Anthropic e outros modelos de linguagem podem invocar ferramentas ocultas sem permissão

O principal risco dos LLMs agentivos hoje não é que às vezes cometam erros com parâmetros de função, mas que com uma arquitetura inadequada possam invocar uma ferramenta que formalmente nunca lhes foi concedida. Se tal função existe no ambiente, o modelo é capaz de adivinhar seu nome, inventar argumentos e conseguir um efeito colateral real: ler um segredo, escrever uma mensagem, acessar a API de alguém. No papel, os direitos de acesso parecem limitados, mas na prática a fronteira entre permitido e proibido se torna probabilística.

Para sistemas onde o modelo trabalha com dados, e-mail, documentos ou integrações corporativas, isso deixa de ser uma curiosidade e se torna um risco de segurança. O problema se manifesta na combinação de um modelo agentivo e ambiente cliente, onde a lista de ferramentas permitidas e o namespace real divergem. Em uma demonstração, o modelo recebeu apenas read_url, mas no ambiente existia uma função read_secret.

Após uma dica como from dialoghelper import *, o modelo decidiu que tinha acesso a read_secret e tentou invocar essa ferramenta. Se a biblioteca ou API verifica apenas o formato da chamada e não compara rigorosamente o nome da função com o schema emitido, a solicitação passa adiante. O autor mostrou comportamento similar não apenas em Anthropic, mas em cenários específicos também em Gemini, Grok e por meio de wrappers multi-provedores.

Em outras palavras, a vulnerabilidade surge não em uma marca, mas na interseção de modelo, SDK e scaffolding agentivo. O perigo aumenta drasticamente quando tal sistema cai na chamada tríade mortal: o modelo tem acesso a ferramentas externas, conteúdo não confiável e dados privados. Então a injeção de prompt deixa de ser simplesmente uma característica incômoda e se torna um canal para vazamento.

É suficiente que um atacante embutir uma instrução em um e-mail, página web ou documento, e o modelo, confiante em ter uma ferramenta oculta, ele mesmo alcança o segredo e o envia para fora. Especialmente desagradável é que a separação arquitetônica na qual os desenvolvedores confiam pode dar uma falsa sensação de segurança: uma ferramenta sensível parece não estar incluída no conjunto, mas fisicamente fica próxima no ambiente e se torna acessível por uma chamada não autorizada. Detectar tal falha é difícil.

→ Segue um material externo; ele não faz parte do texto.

Issue #6773, opened 2023-10-24
Info icon in yaml editor's overview panel is not aligned properly


nrfox:
In the istio config yaml editor, the info icon on the right hand side overview panel is not vertically aligned properly with the rest of the elements.

![Screenshot from 2023-10-24 16-48-25](https://github.com/kiali/kiali/assets/6226732/cd204a9b-d374-4149-8b69-5ad1c71248c6)

IMO this info icon can be removed entirely because it's only purpose is showing a tooltip when you hover over it that merely duplicates the information that can already be seen from the istio config editor namely "creationTimestamp" and "resourceVersion":

![Screenshot from 2023-10-24 16-48-04](https://github.com/kiali/kiali/assets/6226732/7c20abe2-e7cd-4930-9cf2-c8f568827afa)

If Kiali should duplicate this info on the overview panel, then IMO it should just be plaintext on the panel rather hidden in an "info" icon/tooltip.

ferhoyos:
Not only this icon, almost all info icons are not aligned properly after PF5 upgrade. I have fixed some of them in Table upgrade PR (https://github.com/kiali/kiali/pull/6695) and I will check the rest after upgrading PF to version 5.1 (https://github.com/kiali/kiali/issues/6768).

ferhoyos:
Fixed with PR #6836

PR #6836, opened 2023-11-10
Update PF to version 5.1 and fix some alignment UI issues

### LINKED ISSUE #6768: Update Patternfly library to version 5.1
To finish PF5 upgrade tasks in Kiali it would be great to update PF to latest version (5.1.1) and make a final UI review.

ferhoyos:
**Describe the change**

This PR upgrades Patternfly to version 5.1 and fix some UI issues:
- Info icons not aligned properly (https://github.com/kiali/kiali/issues/6773)
- Formatting and fix some CSS style disalignments (margin and paddings)
- The Close button does not work on Debug Information.
- Type column sorting does not seem to work for Envoy -> Clusters subtab
- Traffic tab sorting seems to only sort one way
- Same health icon size in all Kiali tables

image

- Change some colors so that it looks better on Dark mode:
  - Graph Replay controls
  - Metrics chart background stroke
  - 'Edit in Kiali' link in Istio config page (only for kiosk)

- More legend overlay disalignment

image

- Since ServiceValidationSummary component is very similar to ValidationSummary component and Class inheritance is not allowed with React Hooks, I have added new type property to ValidationSummary (`istio` or `service`) and delete ServiceValidationSummary component.

- NamespaceInfo.ts moved to types folder
- HealthStyle moved to styles folder
- Remove some console.log in Renderers component 

**Refactorization Bonus (in files modified):**
- Small components migrated to hooks (plain components, straightforward conversions).
- Alphabetized props lists
- Add method types (params and return)
- Replace strings with correct concatenation (https://github.com/kiali/kiali/issues/6736)
- Replace || by ?? to check nullish values (|| operator can lead to errors since it checks falsy values, not nullish)
- Convert function to arrow function when it is possible
- Convert var to let or constant when it is possible

** Issue reference **

Closes #6768


ferhoyos:
@jshaughn One of the issues you found in one of previous PR reviews is confusing me...
- **Traffic tab sorting seems to only sort one way**

I have fixed it but now both inbound and outbound tables are connected in the sorting handling. I mean that if you sort inbound traffic table by name, the outbound traffic table is also sorted. Besides, if you see the in the url there are only one `sort` and `direction` URL params. Is this the expected behaviour or both tables should have separate sorting handlers?

image

image

jshaughn:
> Is this the expected behaviour or both tables should have separate sorting handlers?

Right, I think I remember this as always being an issue for this page.  I think the decision was that it is OK if the sort affects both tables as it was not worth the added complexity to make it two different sorts.  So, I think this is fine as is!

jshaughn (changes requested):
Almost everything looks good to me!  Tested the oddities that I knew about and everything seems fixed.  Looked at some other fixes and everything was good/better.  One new issue, in the PF graph the legend now has icon+text, which makes the legend too verbose:

image

ferhoyos:
I've been investigating the issue and the text should not appear.

The text element within the legend is:
```
<span class="pf-v5-u-screen-reader">Zoom Out</span>
```

According to https://www.patternfly.org/utility-classes/accessibility/#usage, CSS class `pf-v5-u-screen-reader` should hide the text but leaves accessible to assistive technologies. That means we are not loading all Patternfly CSS. I will check how to load PF accessibility CSS.

aljesusg:
> Almost everything looks good to me! Tested the oddities that I knew about and everything seems fixed. Looked at some other fixes and everything was good/better. One new issue, in the PF graph the legend now has icon+text, which makes the legend too verbose:
> 
> image

Could we add some padding betweenthe icon and text ?

ferhoyos:
Yes, we could add padding but I think the best approach here (and the intention of `react-topology` library) is to show only the icons (then tooltip gives more information about the toolbar option). This is the approach we follow in Cystoscape graph and patternfly examples (https://www.patternfly.org/topology/control-bar)

aljesusg:
> Yes, we could add padding but I think the best approach here (and the intention of `react-topology` library) is to show only the icons (then tooltip gives more information about the toolbar option). This is the approach we follow in Cystoscape graph and patternfly examples (https://www.patternfly.org/topology/control-bar)

We have so buttons with the same icon...we'll need help here from UX for this if we want to have only icons

ferhoyos:
Sure, we can ask UX for guiding in the topology legend, only thing is that we would have to follow same approach for both graphs (cytoscape and PF).

ferhoyos:
I have loaded PF utilities CSS and now the text is hidden in PF graph legend:

image

jshaughn:
> Sure, we can ask UX for guiding in the topology legend, only thing is that we would have to follow same approach for both graphs (cytoscape and PF).

We can ask for guidance but I will veto anything that has on-screen text, it needs to be handled with icons and tooltips.  The alternative is too verbose.

jshaughn (approved):
Now that the ControlBar (on-graph icons) is back to having no text, just icons, I approve!  Nice work.

hhovsepy (approved):
Regression tested the pages, compared the alignment with older one, now it looks better and all small issues with icons alignments are resolved. Thank you @ferhoyos for the massive work.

Em muitos casos o modelo se comporta corretamente e recusa a chamada proibida, depois de repente falha por uma banalidade no contexto: a formulação de uma dica, histórico de mensagens ou até mesmo o nome de um módulo. O artigo fornece um exemplo ilustrativo onde a mesma ação às vezes é bloqueada, às vezes passa após uma menção inofensiva de dialoghelper. A decodificação estruturada reduz parcialmente o risco porque força o modelo a se ajustar a um schema, mas também há trade-offs aqui: aumento de latência, limites rigorosos no número de strict-tools e degradação de desempenho em grandes conjuntos de funções.

Portanto, confiar apenas no comportamento inteligente do modelo é impossível. A verificação do nome da ferramenta deve acontecer no lado do provedor e no código cliente antes da execução real. A conclusão prática é simples: se você está construindo um agente sobre MCP, Jupyter, SDKs internos ou qualquer outro ambiente dinâmico, não é suficiente ocultar funções extras da descrição e torcer pela disciplina do modelo.

Você precisa validar rigorosamente cada chamada de ferramenta, separar operações sensíveis de conteúdo não confiável e manter o espaço de execução mais estreito que a visibilidade do LLM. Caso contrário, um único read_secret ou add_msg adivinhado transforma uma arquitetura agentiva organizada em um sistema onde direitos de acesso existem apenas até a primeira alucinação bem-sucedida. A boa notícia é que a correção não parece complicada: é suficiente rejeitar qualquer chamada cujo nome esteja ausente do schema permitido antes de passá-la para o runtime.

Algumas linhas de código defensivo em uma biblioteca ou gateway podem fechar uma classe de problemas que de outra forma seria mascarada como uma alucinação rara, mas de fato quebra o modelo de confiança de todo o sistema.